## Assignment
Only the lines below starting at the one containing "Directly mocking TraceEvent" and ending at the one containing "-47,6 +47,16 @@ namespace" belong in the answer, each copied exactly.
*** Stored data ***
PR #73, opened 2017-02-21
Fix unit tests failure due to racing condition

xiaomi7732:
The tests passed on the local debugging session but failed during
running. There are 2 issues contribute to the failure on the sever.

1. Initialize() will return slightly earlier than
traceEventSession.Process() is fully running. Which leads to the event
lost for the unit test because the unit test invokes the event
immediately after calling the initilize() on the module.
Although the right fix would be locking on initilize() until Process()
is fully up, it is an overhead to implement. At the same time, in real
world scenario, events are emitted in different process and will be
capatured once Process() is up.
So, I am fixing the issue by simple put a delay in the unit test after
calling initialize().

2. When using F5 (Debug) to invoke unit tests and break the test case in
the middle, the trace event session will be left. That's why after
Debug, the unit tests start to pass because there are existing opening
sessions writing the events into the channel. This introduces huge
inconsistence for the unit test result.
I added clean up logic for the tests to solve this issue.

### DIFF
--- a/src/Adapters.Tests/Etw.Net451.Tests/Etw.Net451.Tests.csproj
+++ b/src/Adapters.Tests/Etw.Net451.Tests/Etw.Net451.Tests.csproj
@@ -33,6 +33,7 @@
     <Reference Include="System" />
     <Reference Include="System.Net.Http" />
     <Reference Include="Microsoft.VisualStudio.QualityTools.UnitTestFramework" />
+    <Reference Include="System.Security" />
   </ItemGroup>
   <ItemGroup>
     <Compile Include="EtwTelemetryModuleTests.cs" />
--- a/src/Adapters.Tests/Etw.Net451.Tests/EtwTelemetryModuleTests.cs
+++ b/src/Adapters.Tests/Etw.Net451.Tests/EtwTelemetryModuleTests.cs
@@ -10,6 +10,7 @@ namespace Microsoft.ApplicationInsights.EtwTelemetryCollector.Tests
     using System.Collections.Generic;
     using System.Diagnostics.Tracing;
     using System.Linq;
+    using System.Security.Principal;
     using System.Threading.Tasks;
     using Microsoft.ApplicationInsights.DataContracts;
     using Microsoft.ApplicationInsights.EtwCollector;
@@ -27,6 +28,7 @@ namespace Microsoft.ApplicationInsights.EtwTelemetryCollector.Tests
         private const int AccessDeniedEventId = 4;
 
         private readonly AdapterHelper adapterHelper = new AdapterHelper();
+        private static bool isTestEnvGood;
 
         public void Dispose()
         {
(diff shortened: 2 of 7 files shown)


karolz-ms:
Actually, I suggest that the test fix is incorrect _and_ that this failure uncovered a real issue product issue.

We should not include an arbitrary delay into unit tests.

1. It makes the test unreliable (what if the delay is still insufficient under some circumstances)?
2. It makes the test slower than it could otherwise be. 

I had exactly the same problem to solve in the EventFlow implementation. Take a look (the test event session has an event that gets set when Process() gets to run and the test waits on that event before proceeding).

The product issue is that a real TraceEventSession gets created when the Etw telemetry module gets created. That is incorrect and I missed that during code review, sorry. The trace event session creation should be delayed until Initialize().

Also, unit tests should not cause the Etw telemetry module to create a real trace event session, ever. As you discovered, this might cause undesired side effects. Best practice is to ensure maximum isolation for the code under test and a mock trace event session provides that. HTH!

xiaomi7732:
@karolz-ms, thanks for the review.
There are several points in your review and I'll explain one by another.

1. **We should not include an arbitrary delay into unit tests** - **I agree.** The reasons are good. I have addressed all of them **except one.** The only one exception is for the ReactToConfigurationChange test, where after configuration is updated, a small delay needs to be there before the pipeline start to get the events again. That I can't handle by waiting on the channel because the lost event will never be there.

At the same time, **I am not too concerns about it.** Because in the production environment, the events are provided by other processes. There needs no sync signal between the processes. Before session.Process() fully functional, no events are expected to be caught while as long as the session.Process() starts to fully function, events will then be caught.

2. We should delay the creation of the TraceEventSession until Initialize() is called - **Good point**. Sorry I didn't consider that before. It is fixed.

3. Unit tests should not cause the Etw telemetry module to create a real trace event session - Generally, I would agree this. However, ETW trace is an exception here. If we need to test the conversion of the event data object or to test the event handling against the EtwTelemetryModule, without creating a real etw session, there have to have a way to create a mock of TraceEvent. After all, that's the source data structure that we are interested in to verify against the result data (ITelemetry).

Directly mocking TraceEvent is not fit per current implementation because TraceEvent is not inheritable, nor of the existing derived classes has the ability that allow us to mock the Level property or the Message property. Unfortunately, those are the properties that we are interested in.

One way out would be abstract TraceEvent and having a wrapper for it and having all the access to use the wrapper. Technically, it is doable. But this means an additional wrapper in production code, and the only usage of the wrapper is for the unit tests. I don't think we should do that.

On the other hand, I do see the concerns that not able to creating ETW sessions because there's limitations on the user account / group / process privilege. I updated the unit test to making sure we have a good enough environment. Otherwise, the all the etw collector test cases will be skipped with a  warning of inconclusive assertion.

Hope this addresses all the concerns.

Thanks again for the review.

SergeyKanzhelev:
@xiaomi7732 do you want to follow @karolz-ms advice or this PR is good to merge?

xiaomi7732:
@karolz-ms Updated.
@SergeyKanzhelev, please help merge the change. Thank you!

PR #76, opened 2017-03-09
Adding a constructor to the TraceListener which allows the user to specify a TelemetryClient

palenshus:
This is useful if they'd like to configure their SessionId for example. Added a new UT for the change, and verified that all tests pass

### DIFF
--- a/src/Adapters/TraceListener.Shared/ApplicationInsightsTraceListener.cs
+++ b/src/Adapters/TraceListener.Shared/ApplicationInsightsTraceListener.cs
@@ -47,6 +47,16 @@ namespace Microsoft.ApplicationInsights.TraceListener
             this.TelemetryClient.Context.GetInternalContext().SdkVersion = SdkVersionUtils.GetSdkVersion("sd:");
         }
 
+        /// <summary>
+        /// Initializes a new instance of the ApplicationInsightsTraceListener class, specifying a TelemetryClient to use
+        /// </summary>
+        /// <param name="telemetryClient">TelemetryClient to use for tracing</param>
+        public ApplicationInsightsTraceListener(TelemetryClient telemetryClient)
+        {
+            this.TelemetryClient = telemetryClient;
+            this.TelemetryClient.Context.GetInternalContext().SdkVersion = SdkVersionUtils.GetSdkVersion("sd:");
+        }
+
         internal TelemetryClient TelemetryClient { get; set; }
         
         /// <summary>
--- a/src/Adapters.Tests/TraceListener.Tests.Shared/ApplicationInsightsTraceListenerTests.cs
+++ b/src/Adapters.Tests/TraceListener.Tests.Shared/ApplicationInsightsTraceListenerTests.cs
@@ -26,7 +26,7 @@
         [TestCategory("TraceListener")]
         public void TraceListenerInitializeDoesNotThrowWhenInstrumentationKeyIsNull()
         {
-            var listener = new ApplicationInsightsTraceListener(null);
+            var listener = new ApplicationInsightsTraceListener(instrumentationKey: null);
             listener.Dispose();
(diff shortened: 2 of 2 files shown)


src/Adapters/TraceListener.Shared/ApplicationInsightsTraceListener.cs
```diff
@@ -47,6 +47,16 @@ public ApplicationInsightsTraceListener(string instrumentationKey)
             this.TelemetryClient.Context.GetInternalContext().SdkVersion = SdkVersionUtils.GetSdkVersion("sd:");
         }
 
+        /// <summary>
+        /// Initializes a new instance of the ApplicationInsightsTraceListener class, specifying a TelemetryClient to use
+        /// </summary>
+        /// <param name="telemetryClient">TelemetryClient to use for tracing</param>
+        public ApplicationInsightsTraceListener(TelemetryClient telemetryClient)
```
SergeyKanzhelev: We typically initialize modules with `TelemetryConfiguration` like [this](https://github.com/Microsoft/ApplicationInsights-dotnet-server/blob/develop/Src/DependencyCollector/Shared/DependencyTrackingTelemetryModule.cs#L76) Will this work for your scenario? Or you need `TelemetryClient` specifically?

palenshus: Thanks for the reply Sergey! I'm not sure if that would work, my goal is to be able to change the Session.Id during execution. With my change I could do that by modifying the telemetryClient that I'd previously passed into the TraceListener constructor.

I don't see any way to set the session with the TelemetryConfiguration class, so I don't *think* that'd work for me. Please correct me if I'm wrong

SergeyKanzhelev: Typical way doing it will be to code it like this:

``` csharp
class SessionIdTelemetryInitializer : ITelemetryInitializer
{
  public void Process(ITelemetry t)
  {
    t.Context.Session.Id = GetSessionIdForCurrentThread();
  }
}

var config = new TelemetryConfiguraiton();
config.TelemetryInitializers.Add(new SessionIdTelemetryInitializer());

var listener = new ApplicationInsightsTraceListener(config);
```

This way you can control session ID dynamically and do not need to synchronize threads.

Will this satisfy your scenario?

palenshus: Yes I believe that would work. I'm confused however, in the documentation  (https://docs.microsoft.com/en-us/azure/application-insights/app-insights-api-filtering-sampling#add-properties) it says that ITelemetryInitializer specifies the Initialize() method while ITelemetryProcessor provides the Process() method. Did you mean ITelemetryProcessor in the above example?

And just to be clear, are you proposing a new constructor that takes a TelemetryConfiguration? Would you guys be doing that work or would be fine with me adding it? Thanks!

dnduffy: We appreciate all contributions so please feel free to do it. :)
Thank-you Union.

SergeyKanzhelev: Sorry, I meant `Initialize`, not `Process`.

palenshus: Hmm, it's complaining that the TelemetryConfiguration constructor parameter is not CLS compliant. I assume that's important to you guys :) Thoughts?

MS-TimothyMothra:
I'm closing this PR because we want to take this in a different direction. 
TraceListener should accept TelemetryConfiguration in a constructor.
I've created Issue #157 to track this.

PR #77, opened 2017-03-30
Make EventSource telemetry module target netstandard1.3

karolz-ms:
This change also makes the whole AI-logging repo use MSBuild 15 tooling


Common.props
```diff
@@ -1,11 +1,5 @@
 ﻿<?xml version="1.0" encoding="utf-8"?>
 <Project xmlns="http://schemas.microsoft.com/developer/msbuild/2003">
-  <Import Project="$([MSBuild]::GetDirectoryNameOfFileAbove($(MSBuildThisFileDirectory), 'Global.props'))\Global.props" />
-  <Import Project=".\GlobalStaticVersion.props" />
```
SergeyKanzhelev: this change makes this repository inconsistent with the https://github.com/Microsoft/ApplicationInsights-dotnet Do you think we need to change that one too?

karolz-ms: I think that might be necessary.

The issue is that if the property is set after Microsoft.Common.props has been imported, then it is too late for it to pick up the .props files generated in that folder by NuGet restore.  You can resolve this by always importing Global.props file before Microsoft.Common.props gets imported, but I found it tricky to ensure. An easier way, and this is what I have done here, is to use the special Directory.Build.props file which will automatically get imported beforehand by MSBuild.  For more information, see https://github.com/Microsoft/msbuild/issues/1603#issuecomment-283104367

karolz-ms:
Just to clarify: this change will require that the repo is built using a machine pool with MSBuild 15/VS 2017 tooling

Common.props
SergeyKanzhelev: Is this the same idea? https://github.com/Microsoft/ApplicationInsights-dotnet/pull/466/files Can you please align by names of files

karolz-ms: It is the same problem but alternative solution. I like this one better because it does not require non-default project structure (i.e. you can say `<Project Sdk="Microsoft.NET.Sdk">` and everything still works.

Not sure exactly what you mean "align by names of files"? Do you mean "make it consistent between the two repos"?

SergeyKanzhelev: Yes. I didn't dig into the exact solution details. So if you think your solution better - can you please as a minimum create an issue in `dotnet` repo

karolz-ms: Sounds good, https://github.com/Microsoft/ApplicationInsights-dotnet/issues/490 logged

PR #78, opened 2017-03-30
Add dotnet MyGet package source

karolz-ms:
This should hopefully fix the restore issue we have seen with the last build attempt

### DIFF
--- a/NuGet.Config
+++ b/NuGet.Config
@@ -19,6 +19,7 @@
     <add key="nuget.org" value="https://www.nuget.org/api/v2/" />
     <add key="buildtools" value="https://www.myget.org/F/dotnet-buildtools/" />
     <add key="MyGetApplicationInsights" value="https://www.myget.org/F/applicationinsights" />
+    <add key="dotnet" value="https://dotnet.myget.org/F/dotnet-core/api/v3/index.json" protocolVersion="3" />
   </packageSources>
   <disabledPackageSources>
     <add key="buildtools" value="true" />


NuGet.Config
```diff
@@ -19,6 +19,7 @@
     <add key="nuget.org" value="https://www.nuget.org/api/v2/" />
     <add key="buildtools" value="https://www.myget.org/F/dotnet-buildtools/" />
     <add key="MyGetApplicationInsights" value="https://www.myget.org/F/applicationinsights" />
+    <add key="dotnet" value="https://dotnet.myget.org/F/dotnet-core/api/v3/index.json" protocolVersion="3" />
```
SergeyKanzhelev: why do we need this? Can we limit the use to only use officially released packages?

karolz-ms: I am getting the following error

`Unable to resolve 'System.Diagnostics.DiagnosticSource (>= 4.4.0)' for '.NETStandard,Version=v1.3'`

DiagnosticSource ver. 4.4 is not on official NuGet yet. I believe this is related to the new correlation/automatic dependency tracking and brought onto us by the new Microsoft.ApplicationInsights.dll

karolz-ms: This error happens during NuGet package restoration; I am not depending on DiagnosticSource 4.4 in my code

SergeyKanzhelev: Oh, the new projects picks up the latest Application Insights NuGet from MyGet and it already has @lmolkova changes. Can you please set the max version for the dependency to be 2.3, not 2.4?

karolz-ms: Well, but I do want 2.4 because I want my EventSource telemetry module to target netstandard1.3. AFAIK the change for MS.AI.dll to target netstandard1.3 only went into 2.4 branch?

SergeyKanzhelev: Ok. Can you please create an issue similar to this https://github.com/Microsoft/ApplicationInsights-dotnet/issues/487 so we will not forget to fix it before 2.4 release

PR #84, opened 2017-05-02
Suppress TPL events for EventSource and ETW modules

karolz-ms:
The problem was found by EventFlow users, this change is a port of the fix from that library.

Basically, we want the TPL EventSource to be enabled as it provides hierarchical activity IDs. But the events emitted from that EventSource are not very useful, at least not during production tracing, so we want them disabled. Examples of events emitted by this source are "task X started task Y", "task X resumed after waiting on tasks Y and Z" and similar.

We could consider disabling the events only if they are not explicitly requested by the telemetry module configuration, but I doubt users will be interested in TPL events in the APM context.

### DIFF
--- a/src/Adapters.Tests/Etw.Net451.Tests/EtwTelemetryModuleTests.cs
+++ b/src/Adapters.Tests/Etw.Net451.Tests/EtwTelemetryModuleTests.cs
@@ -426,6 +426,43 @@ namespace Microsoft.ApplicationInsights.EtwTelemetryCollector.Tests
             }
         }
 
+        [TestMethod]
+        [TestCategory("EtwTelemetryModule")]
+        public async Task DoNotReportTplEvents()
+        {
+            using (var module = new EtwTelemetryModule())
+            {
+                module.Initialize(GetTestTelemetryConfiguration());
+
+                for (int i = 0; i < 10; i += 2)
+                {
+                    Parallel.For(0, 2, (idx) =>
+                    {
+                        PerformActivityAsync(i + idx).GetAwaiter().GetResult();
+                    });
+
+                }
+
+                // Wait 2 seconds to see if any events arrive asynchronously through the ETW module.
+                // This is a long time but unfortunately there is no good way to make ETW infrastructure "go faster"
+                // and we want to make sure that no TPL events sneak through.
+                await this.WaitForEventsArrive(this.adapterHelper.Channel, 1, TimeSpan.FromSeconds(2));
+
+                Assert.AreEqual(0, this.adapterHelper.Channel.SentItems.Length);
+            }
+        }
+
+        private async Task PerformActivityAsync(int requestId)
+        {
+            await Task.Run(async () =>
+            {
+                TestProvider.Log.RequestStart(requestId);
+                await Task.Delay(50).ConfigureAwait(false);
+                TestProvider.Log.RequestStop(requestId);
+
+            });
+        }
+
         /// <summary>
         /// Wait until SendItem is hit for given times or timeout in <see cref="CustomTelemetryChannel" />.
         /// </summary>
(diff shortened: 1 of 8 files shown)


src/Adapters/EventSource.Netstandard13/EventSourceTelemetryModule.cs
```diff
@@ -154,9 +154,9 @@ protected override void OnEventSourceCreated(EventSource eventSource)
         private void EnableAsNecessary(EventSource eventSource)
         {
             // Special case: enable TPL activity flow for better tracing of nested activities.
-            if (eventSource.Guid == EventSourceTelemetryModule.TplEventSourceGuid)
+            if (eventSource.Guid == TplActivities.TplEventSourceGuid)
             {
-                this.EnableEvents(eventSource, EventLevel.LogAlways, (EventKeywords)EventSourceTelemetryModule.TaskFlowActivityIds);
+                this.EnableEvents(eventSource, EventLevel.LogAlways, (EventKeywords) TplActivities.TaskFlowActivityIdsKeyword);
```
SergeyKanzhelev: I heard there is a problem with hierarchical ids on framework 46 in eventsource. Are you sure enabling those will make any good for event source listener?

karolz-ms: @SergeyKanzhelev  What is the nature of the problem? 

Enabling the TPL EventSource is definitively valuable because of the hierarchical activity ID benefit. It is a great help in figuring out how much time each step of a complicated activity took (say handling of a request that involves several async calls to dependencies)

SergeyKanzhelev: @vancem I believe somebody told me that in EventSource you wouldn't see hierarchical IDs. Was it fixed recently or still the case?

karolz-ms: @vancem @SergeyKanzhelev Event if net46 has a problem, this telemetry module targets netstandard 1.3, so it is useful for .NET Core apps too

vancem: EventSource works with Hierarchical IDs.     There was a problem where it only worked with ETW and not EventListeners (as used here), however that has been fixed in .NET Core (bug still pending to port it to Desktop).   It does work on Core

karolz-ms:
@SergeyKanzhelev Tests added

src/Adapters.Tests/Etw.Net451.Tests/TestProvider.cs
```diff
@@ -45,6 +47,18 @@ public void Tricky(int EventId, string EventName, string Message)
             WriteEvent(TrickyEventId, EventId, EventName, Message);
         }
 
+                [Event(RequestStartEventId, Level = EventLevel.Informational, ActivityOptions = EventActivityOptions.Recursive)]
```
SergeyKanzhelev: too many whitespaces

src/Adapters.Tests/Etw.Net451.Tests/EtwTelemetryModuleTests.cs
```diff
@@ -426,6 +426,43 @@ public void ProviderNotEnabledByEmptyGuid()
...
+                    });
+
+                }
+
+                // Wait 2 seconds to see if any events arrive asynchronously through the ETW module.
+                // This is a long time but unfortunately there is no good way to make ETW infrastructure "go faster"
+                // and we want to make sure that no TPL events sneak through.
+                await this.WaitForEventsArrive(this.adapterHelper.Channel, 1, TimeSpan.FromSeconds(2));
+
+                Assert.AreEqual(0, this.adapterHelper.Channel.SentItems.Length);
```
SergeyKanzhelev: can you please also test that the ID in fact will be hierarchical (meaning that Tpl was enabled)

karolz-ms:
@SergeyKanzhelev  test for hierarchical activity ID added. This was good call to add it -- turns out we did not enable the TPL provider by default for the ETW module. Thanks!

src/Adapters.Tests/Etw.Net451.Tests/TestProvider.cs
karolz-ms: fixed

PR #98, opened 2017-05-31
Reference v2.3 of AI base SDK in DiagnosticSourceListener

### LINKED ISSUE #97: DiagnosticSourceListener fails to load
***
## Solution to the problem
Directly mocking TraceEvent is not fit per current implementation because TraceEvent is not inheritable, nor of the existing derived classes has the ability that allow us to mock the Level property or the Message property. Unfortunately, those are the properties that we are interested in.

One way out would be abstract TraceEvent and having a wrapper for it and having all the access to use the wrapper. Technically, it is doable. But this means an additional wrapper in production code, and the only usage of the wrapper is for the unit tests. I don't think we should do that.

On the other hand, I do see the concerns that not able to creating ETW sessions because there's limitations on the user account / group / process privilege. I updated the unit test to making sure we have a good enough environment. Otherwise, the all the etw collector test cases will be skipped with a  warning of inconclusive assertion.

Hope this addresses all the concerns.

Thanks again for the review.

SergeyKanzhelev:
@xiaomi7732 do you want to follow @karolz-ms advice or this PR is good to merge?

xiaomi7732:
@karolz-ms Updated.
@SergeyKanzhelev, please help merge the change. Thank you!

PR #76, opened 2017-03-09
Adding a constructor to the TraceListener which allows the user to specify a TelemetryClient

palenshus:
This is useful if they'd like to configure their SessionId for example. Added a new UT for the change, and verified that all tests pass

### DIFF
--- a/src/Adapters/TraceListener.Shared/ApplicationInsightsTraceListener.cs
+++ b/src/Adapters/TraceListener.Shared/ApplicationInsightsTraceListener.cs
@@ -47,6 +47,16 @@ namespace Microsoft.ApplicationInsights.TraceListener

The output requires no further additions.